* [PROMPT]: Show each line of the data below in which "rimangan" occurs.
_ _ _ _ _ _ _
PR #327, opened 2020-12-08
Multi line tree

cfauci:
Adding ReadMultiLineTree to both tree.go and expandedTree.go. Processes the multi line tree with \n into a single line tree that can be read as normal by ReadNewick. EDIT: function was useful for any file type, so it's been moved to fileio and that is now called for the tree and expandedTree packages to read a multi-line tree.


expandedTree/expandedTree.go
```diff
@@ -36,24 +36,35 @@ func ReadTree(newickFilename string, fastasFilename string) *ETree {
 
 //read in tree from filename
 func ReadNewick(filename string) (*ETree, error) {
-	var line string
+	var singleLineTree string
```
craiglowe, line 39: Just an FYI that you can put this all on one line if you like:
var singleLineTree string = ReadMultiLineTree(filename)

expandedTree/expandedTree.go
```diff
@@ -36,24 +36,35 @@ func ReadTree(newickFilename string, fastasFilename string) *ETree {
...
-			return parseNewick(line[strings.Index(line, "("):(1 + strings.LastIndex(line, ";"))])
-		}
+	if !strings.HasPrefix(singleLineTree, "#") {
+		return parseNewick(singleLineTree[strings.Index(singleLineTree, "(") : 1+strings.LastIndex(singleLineTree, ";")])
 	}
+
 	return nil, errors.New("Error: tree file is either empty or has no non-comment lines")
 }
 
+func ReadMultiLineTree(input string) string {
```
craiglowe, line 55: This function looks great!
I think you should consider changing the name or adding a little to the function.  What this function really does is more general that just reading a tree file into a single string (with new lines removed); the function reads *any* file into a string (with line breaks removed).  One option would be to move this into the fileio package and rename it to something like ReadFileToSingleLine.  Another option would be to run the checks and call parseNewick within this function so that it is specific to trees and gives a tree back.

simulate/simulate_test.go
```diff
@@ -24,7 +24,7 @@ func TestRandGene(t *testing.T) {
 		if len(a[0].Seq) != test.length {
 			t.Errorf("expected RandGene to give %v, gave %v", test.length, len(a[0].Seq))
 		}
-		//fmt.Print(dna.BasesToString(a[0].Seq), "\n")
+		fmt.Print(dna.BasesToString(a[0].Seq), "\n")
```
craiglowe, line 27: Can we leave this commented out?  When we scroll the screen during tests, I think it is harder to notice what fails.  That way we have a test, when it fails someone can go into the file and uncomment this to try and debug it.

tree/tree.go
```diff
@@ -117,6 +116,19 @@ func splitNameAndLength(input string) (string, float64, bool, error) {
 	return "", 0, false, fmt.Errorf("Error: %s should only have one or two colons\n", input)
 }
 
+func ReadMultiLineTree(input string) string {
```
craiglowe, line 119: I think this also handles single line tree files, right?  I think this should actually replace the old version of ReadNewick, rather than become its own function.  I think this because it more improves something that already exists.  That way we don't end up with two read functions for trees that we need to maintain.

craiglowe (commented):
Great work!  A few small comments

expandedTree/expandedTree.go
cfauci: I like the idea of moving it to a larger package a lot, I hadn't thought of that, can we get a general consensus on that at update Thursday this week then and then I'll push that change rather than this one?

tree/tree.go
cfauci: I think moving this to the fileio package makes sense and then calling it in readNewick makes the most sense.

expandedTree/expandedTree.go
craiglowe: I think you can take a shot at the solution you like better.  You can either:
1) keep it general (any file type to a string of everything in that file with no line breaks) and put it in fileio with a general name, or
2) you can leave it here, but make it specific to reading trees by putting the conversion from string to tree inside this function.
You can ask some other people to review this pull request and get their opinion as well.

tree/tree.go
craiglowe: You can move this to fileio and name it with a general name like ReadFileToSingleLineString, but I would also update ReadNewick so that it calls your newly created fileio.ReadFileToSingleLineString and therefore handles both multi-line and single-line trees.

craiglowe (commented):
Added a couple quick responses

tree/tree.go
cfauci: Yes, just to clarify though, these functions are identical (the tree.go and expandedTree.go functions) so I think I'm going to keep the general option and call the new fileio general function in both cases.

edotau:
We have to deal with a few merging conflicts but otherwise LGTM!

tree/tree.go
```diff
@@ -168,20 +167,17 @@ func parseNewickHelper(input string) (*Tree, error) {
...
 	}
 	defer file.Close()
-	scanner := bufio.NewScanner(file)
 
-	for scanner.Scan() {
-		line = scanner.Text()
-		if !strings.HasPrefix(line, "#") {
-			return ParseNewick(line[strings.Index(line, "("): 1+strings.LastIndex(line, ";")])
-		}
+		if !strings.HasPrefix(singleLineTree, "#") {
```
craiglowe, line 179: Looks like this could use a "go fmt"

craiglowe (approved):
Wonderful!  I made a small formatting comment, but that is not holding up my approval.

expandedTree/expandedTree.go
rimangan: I'm happy with either solution, but I also quite like the idea of this as a fileio function. I think reading files to single strings might be useful in other contexts.

rimangan (approved):

rimangan:
Conflict with tree.go has yet to be resolved.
_ _ _ _ _ _ _
* [RESPONSE TO THE EXERCISE]:
rimangan: I'm happy with either solution, but I also quite like the idea of this as a fileio function. I think reading files to single strings might be useful in other contexts.
rimangan (approved):
rimangan:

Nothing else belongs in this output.